- [ASSIGNMENT]: Every line that includes the word "returning" needs to be copied from the listing.
**********
PR #850, opened 2024-02-23
HW relations

Chorniypistolet:


src/main/java/mate/academy/hibernate/relations/dao/impl/ActorDaoImpl.java
```diff
@@ -2,21 +2,57 @@
...
+        Actor actor;
+        try {
+            actor = session.get(Actor.class, id);
+        } catch (HibernateException e) {
+            throw new DataProcessingException("Error getting actor from db", e);
+        } finally {
+            if (session != null) {
+                session.close();
+            }
+        }
```
olekskov, line 55: for get operations we may use try-with-resources to simplify code

src/main/java/mate/academy/hibernate/relations/model/Actor.java
```diff
@@ -1,8 +1,18 @@
...
+import jakarta.persistence.OneToOne;
+
+@Entity
 public class Actor implements Cloneable {
+    @Id
+    @GeneratedValue(strategy = GenerationType.IDENTITY)
     private Long id;
     private String name;
+    @OneToOne
     private Country country;
```
olekskov, line 16: I don't think that there is only one actor in each country

src/main/java/mate/academy/hibernate/relations/model/Movie.java
```diff
@@ -1,11 +1,20 @@
...
 import java.util.List;
 
+@Entity
 public class Movie implements Cloneable {
+    @Id
+    @GeneratedValue(strategy = GenerationType.IDENTITY)
     private Long id;
     private String title;
+    @OneToMany
     private List<Actor> actors;
```
olekskov, line 18: And don't think that actor can be only in one movie, it would be very short career

src/main/java/mate/academy/hibernate/relations/service/impl/ActorServiceImpl.java
```diff
@@ -1,16 +1,24 @@
...
     @Override
     public Actor add(Actor actor) {
-        return null;
+        return actorDao.add(actor);
     }
 
     @Override
     public Actor get(Long id) {
-        return null;
+        return actorDao.get(id).orElse(null);
```
olekskov, line 22: By returning null from service we're making Optional usage on dao layer totally useless
```suggestion
        return actorDao.get(id).orElseThrow(() -> new EntityNotFoundException("with proper message"));
```
Please recheck all similar cases

olekskov (changes requested):

src/main/java/mate/academy/hibernate/relations/dao/impl/ActorDaoImpl.java
```diff
@@ -2,21 +2,52 @@
...
+import org.hibernate.Transaction;
 
 public class ActorDaoImpl extends AbstractDao implements ActorDao {
+
+    private final SessionFactory sessionFactory;
+
     public ActorDaoImpl(SessionFactory sessionFactory) {
         super(sessionFactory);
+        this.sessionFactory = sessionFactory;
     }
```
Rommelua, line 19:
```suggestion
public class ActorDaoImpl extends AbstractDao implements ActorDao {
    public ActorDaoImpl(SessionFactory sessionFactory) {
        super(sessionFactory);
    }
```

Rommelua (approved):

PR #856, opened 2024-03-14
feat: add solution

breakingtumble:


src/main/java/mate/academy/hibernate/relations/service/impl/ActorServiceImpl.java
```diff
@@ -1,16 +1,27 @@
...
     public Actor add(Actor actor) {
-        return null;
+        return actorDao.add(actor);
     }
 
     @Override
     public Actor get(Long id) {
-        return null;
+        return actorDao.get(id).orElseThrow(
+                () -> new RuntimeException(
```
olekskov, line 24: We should use more precise exception types.
Futher they will be converted to proper response to user and this conversion will be much more simple if we have proper exception types
```suggestion
                () -> new EntityNotFoundException(
```

src/main/java/mate/academy/hibernate/relations/service/impl/CountryServiceImpl.java
```diff
@@ -1,16 +1,27 @@
...
     public Country add(Country country) {
-        return null;
+        return countryDao.add(country);
     }
 
     @Override
     public Country get(Long id) {
-        return null;
+        return countryDao.get(id).orElseThrow(
+                () -> new RuntimeException(
```
olekskov, line 24: same

src/main/java/mate/academy/hibernate/relations/service/impl/MovieServiceImpl.java
```diff
@@ -1,16 +1,27 @@
...
     public Movie add(Movie movie) {
-        return null;
+        return movieDao.add(movie);
     }
 
     @Override
     public Movie get(Long id) {
-        return null;
+        return movieDao.get(id).orElseThrow(
+                () -> new RuntimeException(
```
olekskov, line 24: same

olekskov (changes requested):

olekskov (approved):

PR #863, opened 2024-03-21
task done

AndrewOliferchuk:


src/main/java/mate/academy/hibernate/relations/service/impl/ActorServiceImpl.java
```diff
@@ -1,16 +1,27 @@
...
+        return actorDao.add(actor);
     }
 
     @Override
     public Actor get(Long id) {
-        return null;
+        if (actorDao.get(id).isEmpty()) {
+            throw new DataProcessingException("Can't find actor by id: " + id);
+        }
+        return actorDao.get(id).get();
```
olekskov, line 25: 1. Use orElseThrow method to make code shorter
2. DataProcessingException is used on dao layer to indicate problems in communication with DB (situation where result cannot be determined). In service another type of exception should be used as operation with DB was successful and we can properly reply that we don't have requested data
```suggestion
        return actorDao.get(id)
                .orElseThrow(() -> new EntityNotFoundException("Can't find actor by id: " + id));
```

src/main/java/mate/academy/hibernate/relations/service/impl/CountryServiceImpl.java
```diff
@@ -1,16 +1,27 @@
...
+        return countryDao.add(country);
     }
 
     @Override
     public Country get(Long id) {
-        return null;
+        if (countryDao.get(id).isEmpty()) {
+            throw new DataProcessingException("Can't find country by id: " + id);
+        }
+        return countryDao.get(id).get();
```
olekskov, line 25: same

src/main/java/mate/academy/hibernate/relations/service/impl/MovieServiceImpl.java
```diff
@@ -1,16 +1,27 @@
...
+        return movieDao.add(movie);
     }
 
     @Override
     public Movie get(Long id) {
-        return null;
+        if (movieDao.get(id).isEmpty()) {
+            throw new DataProcessingException("Can't find movie by id: " + id);
+        }
+        return movieDao.get(id).get();
```
olekskov, line 25: same

olekskov (changes requested):

src/main/resources/hibernate.cfg.xml
```diff
@@ -0,0 +1,15 @@
...
+        <property name="connection.username">root</property>
+        <property name="connection.password">Password</property>
+        <property name="show_sql">true</property>
+        <property name="hbm2ddl.auto">create-drop</property>
+
+        <mapping class="mate.academy.hibernate.relations.model.Actor"/>
+        <mapping class="mate.academy.hibernate.relations.model.Country"/>
+        <mapping class="mate.academy.hibernate.relations.model.Movie"/>
+    </session-factory>
+</hibernate-configuration>
```
okuzan, line 15:
```suggestion
</hibernate-configuration>

```

src/main/java/mate/academy/hibernate/relations/util/HibernateUtil.java
```diff
@@ -1,9 +1,19 @@
 package mate.academy.hibernate.relations.util;
 
 import org.hibernate.SessionFactory;
+import org.hibernate.cfg.Configuration;
 
 public class HibernateUtil {
+    private static final SessionFactory instance = initSessionFactory();
+
+    public HibernateUtil() {
```
okuzan, line 9: utility classes should have private constructors to prevent instantiation

okuzan (changes requested):

olekskov (approved):

PR #869, opened 2024-03-27
completed implementation models,daoImpl,serviceImpl

DmytroHadiuchko:


src/main/java/mate/academy/hibernate/relations/service/impl/ActorServiceImpl.java
```diff
@@ -1,16 +1,25 @@
...
     public Actor add(Actor actor) {
-        return null;
+        return actorDao.add(actor);
     }
 
     @Override
     public Actor get(Long id) {
-        return null;
+        Optional<Actor> actorList = actorDao.get(id);
+        return actorList.orElse(null);
```
makaroshyna, line 23: Here it would be better to use or else throw and throw our custom exception.
Do it in other services too.

makaroshyna (changes requested):
Nice! Left some comments)

PR #871, opened 2024-03-29
main version

EduarfF:


src/main/java/mate/academy/hibernate/relations/dao/impl/ActorDaoImpl.java
```diff
@@ -12,11 +15,32 @@ public ActorDaoImpl(SessionFactory sessionFactory) {
...
+        try {
+            session = factory.openSession();
+            transaction = session.beginTransaction();
+            session.persist(actor);
+            transaction.commit();
+        } catch (Exception e) {
+            if (transaction != null) {
+                transaction.rollback();
+            }
+            throw new DataProcessingException("Can't add actor: " + actor, e);
```
VlasenkoYevhenii, line 29: I'd rather create constants for the messages. But it's up to you here

src/main/java/mate/academy/hibernate/relations/service/impl/ActorServiceImpl.java
```diff
@@ -1,16 +1,31 @@
...
+    public ActorServiceImpl(ActorDao actorDao) {
+        this.actorDao = actorDao;
+    }
+
     @Override
     public Actor add(Actor actor) {
-        return null;
+        if (actor == null) {
+            throw new DataProcessingException("Cannot add null data");
+        }
```
VlasenkoYevhenii, line 19: I think this will be caught by Dao layer and is not needed here

src/main/java/mate/academy/hibernate/relations/service/impl/CountryServiceImpl.java
```diff
@@ -1,16 +1,31 @@
...
+        return country;
     }
 
     @Override
     public Country get(Long id) {
-        return null;
+        if (id == null) {
+            throw new DataProcessingException("Cannot get by null id");
+        }
+        return countryDao.get(id).orElseThrow(DataProcessingException::new);
```
VlasenkoYevhenii, line 29: I believe the custom exception is supposed to be thrown on Dao layer only. Here it would be better to throw NoSuchElementException with some message

VlasenkoYevhenii (changes requested):
GJ!
Check the comments pls!

andrii-hoienko (approved):
Good job!

PR #876, opened 2024-03-31
Added implementation for task hibernate relations.

nklimovych:


src/main/java/mate/academy/hibernate/relations/dao/impl/ActorDaoImpl.java
```diff
@@ -12,11 +15,38 @@ public ActorDaoImpl(SessionFactory sessionFactory) {
 
     @Override
     public Actor add(Actor actor) {
-        return null;
+        Session session = null;
+        Transaction transaction = null;
+        try {
+            session = factory.openSession();
+            transaction = session.beginTransaction();
+            try {
```
slizko1, line 23: Is second try-catch block necessary?

slizko1 (approved):
Seems nice to me except second try-catch bloks in DaoImpl classes

src/main/java/mate/academy/hibernate/relations/dao/impl/ActorDaoImpl.java
nklimovych: It is not necessary, but I added it to catch specific exceptions to separate two different situations when you can't add something to the database or just unable to open a session.

src/main/java/mate/academy/hibernate/relations/service/impl/ActorServiceImpl.java
```diff
@@ -1,16 +1,27 @@
...
+        return actorDao.add(actor);
     }
 
     @Override
     public Actor get(Long id) {
-        return null;
+        if (actorDao.get(id).isEmpty()) {
+            throw new DataProcessingException("There's no actor with specified id: " + id);
+        }
+        return actorDao.get(id).get();
```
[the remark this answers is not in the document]
nklimovych: As I understand, we cannot use orElseThrow() in this case as we are returning an Actor instead of Optional.

src/main/java/mate/academy/hibernate/relations/dao/impl/ActorDaoImpl.java
```diff
@@ -12,11 +15,33 @@ public ActorDaoImpl(SessionFactory sessionFactory) {
...
+            session = factory.openSession();
+            transaction = session.beginTransaction();
+            session.persist(actor);
+            transaction.commit();
+        } catch (Exception e) {
+            if (transaction != null) {
+                transaction.rollback();
+            }
+            throw new DataProcessingException(
+                    "Can't add actor to database, id = " + actor.getId(), e);
```
andrii-hoienko, line 30: Actor will not have id when it is fully new, because id will be setup by hibernate. I suggest just add fill actor abject to response

andrii-hoienko: Check similar cases

src/main/resources/hibernate.cfg.xml
```diff
@@ -0,0 +1,15 @@
...
+        <property name="connection.username">root</property>
+        <property name="connection.password">password</property>
+        <property name="show_sql">true</property>
+        <property name="hbm2ddl.auto">create-drop</property>
+
+        <mapping class="mate.academy.hibernate.relations.model.Actor"/>
+        <mapping class="mate.academy.hibernate.relations.model.Country"/>
+        <mapping class="mate.academy.hibernate.relations.model.Movie"/>
+    </session-factory>
+</hibernate-configuration>
```
andrii-hoienko, line 15:
```suggestion
</hibernate-configuration>

```

andrii-hoienko (changes requested):
Very nice, left minor comments

pom.xml
```diff
@@ -31,6 +31,16 @@
             <version>2.7.2</version>
             <scope>test</scope>
         </dependency>
+        <dependency>
+            <groupId>mysql</groupId>
+            <artifactId>mysql-connector-java</artifactId>
+            <version>8.0.33</version>
+        </dependency>
```
karma-o, line 38: I am not sure we need this one

karma-o (approved):

PR #885, opened 2024-04-01
Created hibernate relations hw realisation

Recdt:


src/main/java/mate/academy/hibernate/relations/model/Movie.java
```diff
@@ -2,10 +2,19 @@
...
+import javax.persistence.Id;
+import javax.persistence.OneToMany;
 
+@Entity
 public class Movie implements Cloneable {
+    @Id
+    @GeneratedValue(strategy = GenerationType.IDENTITY)
     private Long id;
     private String title;
+    @OneToMany
```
**********
- [EXERCISE SOLUTION]:
olekskov, line 22: By returning null from service we're making Optional usage on dao layer totally useless
nklimovych: As I understand, we cannot use orElseThrow() in this case as we are returning an Actor instead of Optional.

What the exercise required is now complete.